(Data supplied)

PR #1354, opened 2026-06-22
fix: prevent subscription reconcile race

### LINKED ISSUE #1015: enhancement: prevent unsub/sub race condition
Right now we do unsubscribe accounts that we only query but don't clone at the end of the task that needed that information.
One example are delegation records.

However there is a potential race condition such that if a delegation record is cloned + subscribed to in the meantime we would still unsubscribe from it in the end.

More details and a plan to fix this issue are in the comments.

Since the cases for which this matters are very rare this is a lower priority problem.

thlorenz:
## Summary

Fix a race where subscription reconciliation could unsubscribe an account while a normal subscription registration was between the pubsub subscribe and LRU tracking steps.

CLOSES: #1015

### magicblock-chainlink

The subscription reconciler now coordinates with the existing per-pubkey subscription transition locks. When reconciliation detects drift, it locks the affected pubkey, rechecks the current LRU/pubsub state, and only then performs a repair. This prevents stale reconciliation snapshots from undoing an in-progress registration while preserving the reconciler's ability to clean up real pubsub-only drift and resubscribe LRU-owned accounts missing from pubsub.

Added regression coverage for the pubsub-before-LRU race by pausing the mock pubsub client after insertion but before subscription acquisition completes. Added follow-up coverage proving lock-aware reconciliation still removes truly stale pubsub subscriptions and restores missing pubsub subscriptions for accounts still owned by the LRU.

Test/dev-only helpers were kept out of the main provider implementation flow, and the lock helper documents why creating a missing per-pubkey lock during reconciliation is intentional.

### DIFF
--- a/magicblock-chainlink/src/remote_account_provider/chain_pubsub_client.rs
+++ b/magicblock-chainlink/src/remote_account_provider/chain_pubsub_client.rs
@@ -319,6 +319,10 @@ pub mod mock {
         pending_program_subscribe_failures: Arc<Mutex<usize>>,
         reconnectable: Arc<Mutex<bool>>,
         subscribe_blocked: Arc<Mutex<bool>>,
+        subscribe_pause_after_insert: Arc<Mutex<bool>>,
+        subscribe_insertions: Arc<AtomicU64>,
+        subscribe_insert_notify: Arc<Notify>,
+        subscribe_continue_notify: Arc<Notify>,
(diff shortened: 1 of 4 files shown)


thlorenz:
@coderabbitai resume

bzawisto:
LGTM

bzawisto (approved):

PR #1362, opened 2026-06-26
fix: omit reconnecting pubsub clients from reconciliation

thlorenz:
## Summary

Fix subscription reconciliation while pubsub clients are reconnecting:

- Make SubMux reconciliation snapshots consider only currently connected inner clients.
- Skip noisy reconciliation repair when no pubsub clients are connected.
- Add regression coverage for reconnecting clients and the all-disconnected reconciliation window.
- Document the Chainlink/SubMux reconciliation behavior for future agents.

### magicblock-chainlink

SubMux now reports subscription union/intersection based on connected clients only. Reconnecting clients no longer make the reconciler think healthy subscriptions are missing, and reconciler-triggered repair continues to fan out only to connected clients.

The pubsub client abstraction now exposes whether reconciliation is meaningful. SubMux uses this to report that reconciliation should be skipped when every inner client is disconnected or reconnecting, preventing full-LRU false positives while reconnect loops resubscribe from the authoritative trackers.

The subscription reconciler now checks that availability before taking pubsub snapshots. If no connected client is available, it leaves repair to reconnect handling for that tick instead of logging or attempting to resubscribe every LRU account.

### Tests and docs

Added unit coverage for:

- ignoring reconnecting clients in SubMux reconciliation snapshots;
- skipping reconciler repair when no SubMux clients are connected.

Updated the Chainlink agent documentation to capture the connected-client-only reconciliation behavior and the reconnect catch-up responsibility.

## Summary by CodeRabbit

* **Bug Fixes**
  * Improved subscription reconciliation to only account for subscriptions from currently connected clients.
  * Reconciliation now avoids union/intersection noise when no live reconciliation snapshot is available, skipping repair/noisy reporting for that cycle.
  * Reconnecting/disconnected clients no longer affect reconciliation until they complete reconnect and rejoin the connected set.
* **Tests**
  * Added reconciliation tests covering reconnecting-only clients and the no-connected-clients scenario, plus updated timing assertions for connection-state transitions.

### DIFF
--- a/.agents/context/crates/magicblock-chainlink.md
+++ b/.agents/context/crates/magicblock-chainlink.md
@@ -321,6 +321,8 @@ Removal handling is serialized with same-pubkey subscription transitions via `ev
 
 If subscription metrics are enabled, a background task periodically runs `subscription_reconciler::reconcile_subscriptions` to compare the LRU with actual pubsub-client subscriptions, update metrics, and notify removal for subscriptions that vanished.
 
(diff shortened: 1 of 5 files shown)


bzawisto:
LGTM

bzawisto (approved):

PR #1363, opened 2026-06-26
feat: Establish nats connection in the background

bzawisto:
## Summary
In case of warm restart - nats connection is establish by replicator in the background (separate thread). If preserves the same terminating behaviour in case of failure. When there's an empty account db it performs blocking connect on main thread as it needs to pull the snapshot anyway before moving forward.

## Summary by CodeRabbit

* **New Features**
  * Replication startup now supports both immediate and deferred broker connection, improving bootstrap handling for fresh and already-running nodes.
  * Message handling now consistently tracks whether acknowledgements are required for different replication events.

* **Bug Fixes**
  * Shutdown draining now reports both drained and acknowledged messages, giving clearer visibility into replication cleanup.
  * Added more detailed timing logs for key replication startup and shutdown steps.

### DIFF
--- a/magicblock-api/src/magic_validator.rs
+++ b/magicblock-api/src/magic_validator.rs
@@ -58,7 +58,7 @@ use magicblock_program::{
     validator::{self, validator_authority},
     TransactionScheduler as ActionTransactionScheduler,
 };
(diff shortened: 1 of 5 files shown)


bmuddha (approved):
LGTM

(Aim of the task)
The records above must be reproduced word for word.

(Problem solution)
PR #1354, opened 2026-06-22
fix: prevent subscription reconcile race

### LINKED ISSUE #1015: enhancement: prevent unsub/sub race condition
Right now we do unsubscribe accounts that we only query but don't clone at the end of the task that needed that information.
One example are delegation records.

However there is a potential race condition such that if a delegation record is cloned + subscribed to in the meantime we would still unsubscribe from it in the end.

More details and a plan to fix this issue are in the comments.

Since the cases for which this matters are very rare this is a lower priority problem.

thlorenz:
## Summary

Fix a race where subscription reconciliation could unsubscribe an account while a normal subscription registration was between the pubsub subscribe and LRU tracking steps.

CLOSES: #1015

### magicblock-chainlink

The subscription reconciler now coordinates with the existing per-pubkey subscription transition locks. When reconciliation detects drift, it locks the affected pubkey, rechecks the current LRU/pubsub state, and only then performs a repair. This prevents stale reconciliation snapshots from undoing an in-progress registration while preserving the reconciler's ability to clean up real pubsub-only drift and resubscribe LRU-owned accounts missing from pubsub.

Added regression coverage for the pubsub-before-LRU race by pausing the mock pubsub client after insertion but before subscription acquisition completes. Added follow-up coverage proving lock-aware reconciliation still removes truly stale pubsub subscriptions and restores missing pubsub subscriptions for accounts still owned by the LRU.

Test/dev-only helpers were kept out of the main provider implementation flow, and the lock helper documents why creating a missing per-pubkey lock during reconciliation is intentional.

### DIFF
--- a/magicblock-chainlink/src/remote_account_provider/chain_pubsub_client.rs
+++ b/magicblock-chainlink/src/remote_account_provider/chain_pubsub_client.rs
@@ -319,6 +319,10 @@ pub mod mock {
         pending_program_subscribe_failures: Arc<Mutex<usize>>,
         reconnectable: Arc<Mutex<bool>>,
         subscribe_blocked: Arc<Mutex<bool>>,
+        subscribe_pause_after_insert: Arc<Mutex<bool>>,
+        subscribe_insertions: Arc<AtomicU64>,
+        subscribe_insert_notify: Arc<Notify>,
+        subscribe_continue_notify: Arc<Notify>,
(diff shortened: 1 of 4 files shown)


thlorenz:
@coderabbitai resume

bzawisto:
LGTM

bzawisto (approved):

PR #1362, opened 2026-06-26
fix: omit reconnecting pubsub clients from reconciliation

thlorenz:
## Summary

Fix subscription reconciliation while pubsub clients are reconnecting:

- Make SubMux reconciliation snapshots consider only currently connected inner clients.
- Skip noisy reconciliation repair when no pubsub clients are connected.
- Add regression coverage for reconnecting clients and the all-disconnected reconciliation window.
- Document the Chainlink/SubMux reconciliation behavior for future agents.

### magicblock-chainlink

SubMux now reports subscription union/intersection based on connected clients only. Reconnecting clients no longer make the reconciler think healthy subscriptions are missing, and reconciler-triggered repair continues to fan out only to connected clients.

The pubsub client abstraction now exposes whether reconciliation is meaningful. SubMux uses this to report that reconciliation should be skipped when every inner client is disconnected or reconnecting, preventing full-LRU false positives while reconnect loops resubscribe from the authoritative trackers.

The subscription reconciler now checks that availability before taking pubsub snapshots. If no connected client is available, it leaves repair to reconnect handling for that tick instead of logging or attempting to resubscribe every LRU account.

### Tests and docs

Added unit coverage for:

- ignoring reconnecting clients in SubMux reconciliation snapshots;
- skipping reconciler repair when no SubMux clients are connected.

Updated the Chainlink agent documentation to capture the connected-client-only reconciliation behavior and the reconnect catch-up responsibility.

## Summary by CodeRabbit

* **Bug Fixes**
  * Improved subscription reconciliation to only account for subscriptions from currently connected clients.
  * Reconciliation now avoids union/intersection noise when no live reconciliation snapshot is available, skipping repair/noisy reporting for that cycle.
  * Reconnecting/disconnected clients no longer affect reconciliation until they complete reconnect and rejoin the connected set.
* **Tests**
  * Added reconciliation tests covering reconnecting-only clients and the no-connected-clients scenario, plus updated timing assertions for connection-state transitions.

### DIFF
--- a/.agents/context/crates/magicblock-chainlink.md
+++ b/.agents/context/crates/magicblock-chainlink.md
@@ -321,6 +321,8 @@ Removal handling is serialized with same-pubkey subscription transitions via `ev
 
 If subscription metrics are enabled, a background task periodically runs `subscription_reconciler::reconcile_subscriptions` to compare the LRU with actual pubsub-client subscriptions, update metrics, and notify removal for subscriptions that vanished.
 
(diff shortened: 1 of 5 files shown)


bzawisto:
LGTM

bzawisto (approved):

PR #1363, opened 2026-06-26
feat: Establish nats connection in the background

bzawisto:
## Summary
In case of warm restart - nats connection is establish by replicator in the background (separate thread). If preserves the same terminating behaviour in case of failure. When there's an empty account db it performs blocking connect on main thread as it needs to pull the snapshot anyway before moving forward.

## Summary by CodeRabbit

* **New Features**
  * Replication startup now supports both immediate and deferred broker connection, improving bootstrap handling for fresh and already-running nodes.
  * Message handling now consistently tracks whether acknowledgements are required for different replication events.

* **Bug Fixes**
  * Shutdown draining now reports both drained and acknowledged messages, giving clearer visibility into replication cleanup.
  * Added more detailed timing logs for key replication startup and shutdown steps.

### DIFF
--- a/magicblock-api/src/magic_validator.rs
+++ b/magicblock-api/src/magic_validator.rs
@@ -58,7 +58,7 @@ use magicblock_program::{
     validator::{self, validator_authority},
     TransactionScheduler as ActionTransactionScheduler,
 };
(diff shortened: 1 of 5 files shown)


bmuddha (approved):
LGTM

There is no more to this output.